But still, the general idea in people's mind is that they can't read free on Tapas, so they don't even come.

I may only have a very small, non professional comic, but I can (and do) bring people to Tapas by educating people about Tapas. My role is very small because I'm very introverted, but someone with a good online presence could do lots more, for part irrespective of the size or quality of their comic/novel.

Obviously, having small creators feeling not compensated for their advertising role (among other things) is not conducive to enthusiasm for advertising more... Which is bad for every single creator, big or small.

The question should be 'how and on what criteria can we help small comics be visible when there are so many of them', not 'does it really worth doing it when there are more popular comics out there that we could profit from'. Small comics are a part of a healthy Tapas system. Each only does a small part of the job, but as a whole we are very important.

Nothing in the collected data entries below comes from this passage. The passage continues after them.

PR #6308, opened 2017-05-31
ComponentDecorator return specific type instead of any

clinyong:
Test.tsx

```tsx
interface TestProps {
    name: string;
}

class Test extends React.Component<TestProps & { form: WrappedFormUtils }, {}> {}

export default Form.create<TestProps>()(Test)
```

index.tsx

```tsx
import Test from './Test'

<Test
    // can get type checking and completion here
/>
```

### DIFF
--- a/components/form/Form.tsx
+++ b/components/form/Form.tsx
@@ -111,7 +111,7 @@ export interface FormComponentProps {
 
 // https://github.com/DefinitelyTyped/DefinitelyTyped/issues/9951
 export interface ComponentDecorator<TOwnProps> {
-  (component: React.ComponentClass<FormComponentProps & TOwnProps>): any;
+  (component: React.ComponentClass<FormComponentProps & TOwnProps>): React.ComponentClass<TOwnProps>;
 }
 
 export default class Form extends React.Component<FormProps, any> {


benjycui:
👍

components/form/Form.tsx
```diff
@@ -111,7 +111,7 @@ export interface FormComponentProps {
 
 // https://github.com/DefinitelyTyped/DefinitelyTyped/issues/9951
 export interface ComponentDecorator<TOwnProps> {
-  (component: React.ComponentClass<FormComponentProps & TOwnProps>): any;
+  (component: React.ComponentClass<FormComponentProps & TOwnProps>): React.ComponentClass<TOwnProps>;
```
infeng: This change will cause `@Form.create()` throw errors, relate [this](https://github.com/ant-design/ant-design/pull/5560).

infeng:
This change will cause @Form.create() throw errors, if you want to return specific type, you can write it like this:
```typescript
interface TestProps {
    name: string;
}

class Test extends React.Component<TestProps & { form: WrappedFormUtils }, {}> {}

export default Form.create<TestProps>()(Test) as React.ComponentClass<TestProps>;
```

Issue #6392, opened 2017-06-07
Documentation: Select with search field


aaronplanell:
Hello,

The documentation of the [Select Component](https://ant.design/components/select/) explains how to search among differents options. The _'Select with search field'_ example shows:
```
  <Select
    showSearch
    style={{ width: 200 }}
    placeholder="Select a person"
    optionFilterProp="children"
    onChange={handleChange}
    filterOption={(input, option) => option.props.value.toLowerCase().indexOf(input.toLowerCase()) >= 0}
  >
    <Option value="jack">Jack</Option>
    <Option value="lucy">Lucy</Option>
    <Option value="tom">Tom</Option>
  </Select>
```

The filter option is right in this example:
```
    filterOption={(input, option) => option.props.value.toLowerCase().indexOf(input.toLowerCase()) >= 0}
```

But, it's right because the value and the children match. However, if they are different it won't work :cry: 

In my humble opinion, I think this example is more accurate (and more useful!):
```
    filterOption={(input, option) => option.props.children.toLowerCase().indexOf(input.toLowerCase()) >= 0}
```

What do you think about it?

Best regards,
Aaron Planell

yesmeck:
It's just a example to show how to implement filterOption.

aaronplanell:
Hi @yesmeck !

I totally agree, but maybe it's a little bit confusing. Probably it will be more useful with `children` instead of `value` and it will work the same way. I think other developers will enjoy this update at the documentation.

Best regards!

yesmeck:
Oh, got your point, could you send a PR?

aaronplanell:
I will try it :smile:

aaronplanell:
Sorry @yesmeck , I suppose that I must use the `feature-2.11` branch, musn't I?

yesmeck:
It ok to use master.

PR #6420, opened 2017-06-09
update document, ref #6392

aaronplanell:
Hello,

The documentation of the [Select Component](https://ant.design/components/select/) explains how to search among differents options. The _'Select with search field'_ example shows:
```
  <Select
    showSearch
    style={{ width: 200 }}
    placeholder="Select a person"
    optionFilterProp="children"
    onChange={handleChange}
    filterOption={(input, option) => option.props.value.toLowerCase().indexOf(input.toLowerCase()) >= 0}
  >
    <Option value="jack">Jack</Option>
    <Option value="lucy">Lucy</Option>
    <Option value="tom">Tom</Option>
  </Select>
```

The filter option is right in this example:
```
    filterOption={(input, option) => option.props.value.toLowerCase().indexOf(input.toLowerCase()) >= 0}
```

But, **it's right because the value and the children match**. However, if they are different it won't work :cry: 

In my humble opinion, I think this example is more accurate (and more useful!):
```
    filterOption={(input, option) => option.props.children.toLowerCase().indexOf(input.toLowerCase()) >= 0}
```

I opened the issue #6392 and @yesmeck ask me to do a PR.

Best regards,
Aaron Planell

### DIFF
--- a/components/select/demo/search.md
+++ b/components/select/demo/search.md
@@ -28,7 +28,7 @@ ReactDOM.render(
     placeholder="Select a person"
     optionFilterProp="children"
     onChange={handleChange}
-    filterOption={(input, option) => option.props.value.toLowerCase().indexOf(input.toLowerCase()) >= 0}
+    filterOption={(input, option) => option.props.children.toLowerCase().indexOf(input.toLowerCase()) >= 0}
   >
     <Option value="jack">Jack</Option>
     <Option value="lucy">Lucy</Option>


u007:
mine example uses attribute
```
<a-select
            v-model="newCountry"
            placeholder="select country"
            :show-search="true"
            :option-filter-prop="children"
            :filter-option="(input, option) => {
              return option.data.attrs.text.toLowerCase().indexOf(input.toLowerCase()) >= 0
              }"
          >
            <a-select-option
              v-for="option in countries"
              :key="option.code"
              :value="option.code"
              :text="option.name"
            >{{option.name}}</a-select-option>
          </a-select>
```

PR #6434, opened 2017-06-12
Allow Number type table keys. Make notification success, error, info, warn and warning non-optional

jch254:
Re-open #6350:

Optional notification functions are frustrating and require a non-null check with strict TS:
```
if (notification.error) {
  notification.error({
    message: 'Oops!',
    description: 'You do not have permission to view that page, please contact the administrator.',
  });
}
```

DefinitelyTyped/React defines the Key type as `string | number` (see https://github.com/DefinitelyTyped/DefinitelyTyped/blob/master/types/react/index.d.ts#L31). Antd Table supports Number typed keys but TS interfaces do not.

### DIFF
--- a/components/notification/index.tsx
+++ b/components/notification/index.tsx
@@ -148,18 +148,19 @@ function notice(args) {
   });
 }
 
-const api: {
-  success?(args: ArgsProps): void;
-  error?(args: ArgsProps): void;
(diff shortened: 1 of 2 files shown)


yesmeck:
Thanks!

PR #6435, opened 2017-06-12
Add warning about declaring Table class in render function

jch254:
I followed the 'Using in TypeScript' instructions and hit an issue where the Table always rerendered. This was because I had declared `class UserTable extends Table<IUser> {}` inside the render function. Moving `class UserTable extends Table<IUser> {}` outside the render function fixed the issue.

### DIFF
--- a/components/table/index.en-US.md
+++ b/components/table/index.en-US.md
@@ -154,6 +154,7 @@ const data: IUser[] = [{
   name: 'Jack',
 }];
 
+// Do not declare class inside render function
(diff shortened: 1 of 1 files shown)


benjycui:
...

I think this is common knowledge of React

yesmeck:
Aha, It's not about TypeScript, you should not do this in JavaScript too.

jch254:
Thanks no probs, at least it's searchable now 👍

PR #6536, opened 2017-06-20
Fix importing Collapse in TypeScript

jch254:
The `antd/lib/collapse/index.js` file exports as below:

```
...
exports['default'] = Collapse;

Collapse.Panel = _rcCollapse2['default'].Panel;
Collapse.defaultProps = {
    prefixCls: 'ant-collapse',
    bordered: true,
    openAnimation: Object.assign({}, _openAnimation2['default'], {
        appear: function appear() {}
    })
};
```

Calls to `typeof Collapse` return Object. Moving to a separate file and importing via `index.tsx` fixes this and is the same pattern used in other components (e.g. Form).


benjycui:
Just for code style.

huachaoliu:
Ie browser dose not support Object.assign

Issue #6548, opened 2017-06-20
fix disabled dropdown submenu style error


laispace:
### Version
antd-v2.11.1

### Environment
antd-v2.11.1

### Reproduction link
[https://codepen.io/laispace/pen/weJLjQ](https://codepen.io/laispace/pen/weJLjQ)

### Steps to reproduce
Use `Submenu` that is disabled inside `Dropdown`.

### What is expected?
The `Submenu` with correct disabled style, disabling cursor pointer.

### What is actually happening?
The `Submenu`'s disabled style is not right.

PR #6549, opened 2017-06-20
fix disabled dropdown submenu style error

laispace:
Close: https://github.com/ant-design/ant-design/issues/6548

### DIFF
--- a/components/dropdown/style/index.less
+++ b/components/dropdown/style/index.less
@@ -49,7 +49,7 @@
     background-clip: padding-box;
 
     &-item,
-    &-submenu-title {
+    &-submenu {
       padding: 7px 8px;
       margin: 0;
       clear: both;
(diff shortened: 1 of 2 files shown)


afc163:
image

laispace:
@afc163 已修正这个错误信息

components/dropdown/style/index.less
```diff
@@ -49,7 +49,7 @@
     background-clip: padding-box;
 
     &-item,
-    &-submenu-title {
+    &-submenu {
```
benjycui: Why did you remove this?

laispace: I compared Menu's style and Dropdown's style, finding that this line fixed the problem, without side effects.

laispace: If I am wrong, maybe you can refuse the PR, but I still want to know what's the correct way to fix the problem.

benjycui:
Close in 7ff0573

I'm sure everyone know that, but I think it's easy to forget when looking at a few bigger titles, comparing, etc. We should not forget there are different roles to play to make the system work, and that every role filled should bring a minimum of incentive.

This is a bit off the off-topic topic, but I still despise that way of thinking and I will never not say so.
However, I've already done a ton of rants about how harmful it is to imply that people who haven't made it simply haven't tried (enough), so I won't go into it now.

INSTEAD,

I think @skicoak's point wasn't that Tapas owes us something for being here and trying our hardest to make our comics/novels...just that a little extra visibility (a) would go a long way for us little guys and (b) really wouldn't cost Tapas as much as people are implying it would. '_' I find it really odd to think that a week or two of spotlight for a non-premium work might somehow be a legitimate threat to their bottom line.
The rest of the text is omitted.